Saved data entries
▬▬▬▬▬▬▬▬▬▬
Issue #544, opened 2019-04-08
Add array chunking utility


kumar303:
In order to fit code of varying lengths into a defined grid (see https://github.com/mozilla/addons-code-manager/issues/523), we need a utility that splits arrays into chunks.

kumar303:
▬▬▬▬▬▬▬▬▬▬
**TASK TO COMPLETE**
Say the number of lines above that include "utility", and only that.

**YOUR RESPONSE**
2